■ **ASSIGNMENT**
All lines from the line containing "Change Service.Spec.IPFamily to" up to and including the last line of the entries must be written out exactly, with no others.

[Source records]
◆ ◆ ◆

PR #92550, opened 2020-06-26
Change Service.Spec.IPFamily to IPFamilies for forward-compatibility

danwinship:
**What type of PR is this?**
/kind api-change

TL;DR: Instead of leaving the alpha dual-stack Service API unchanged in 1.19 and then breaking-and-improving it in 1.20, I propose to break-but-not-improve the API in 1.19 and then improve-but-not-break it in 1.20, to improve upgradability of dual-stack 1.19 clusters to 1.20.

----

◆ ◆ ◆

■ **ANSWER BOX**
Change Service.Spec.IPFamily to IPFamilies for forward-compatibility

danwinship:
**What type of PR is this?**
/kind api-change

TL;DR: Instead of leaving the alpha dual-stack Service API unchanged in 1.19 and then breaking-and-improving it in 1.20, I propose to break-but-not-improve the API in 1.19 and then improve-but-not-break it in 1.20, to improve upgradability of dual-stack 1.19 clusters to 1.20.

----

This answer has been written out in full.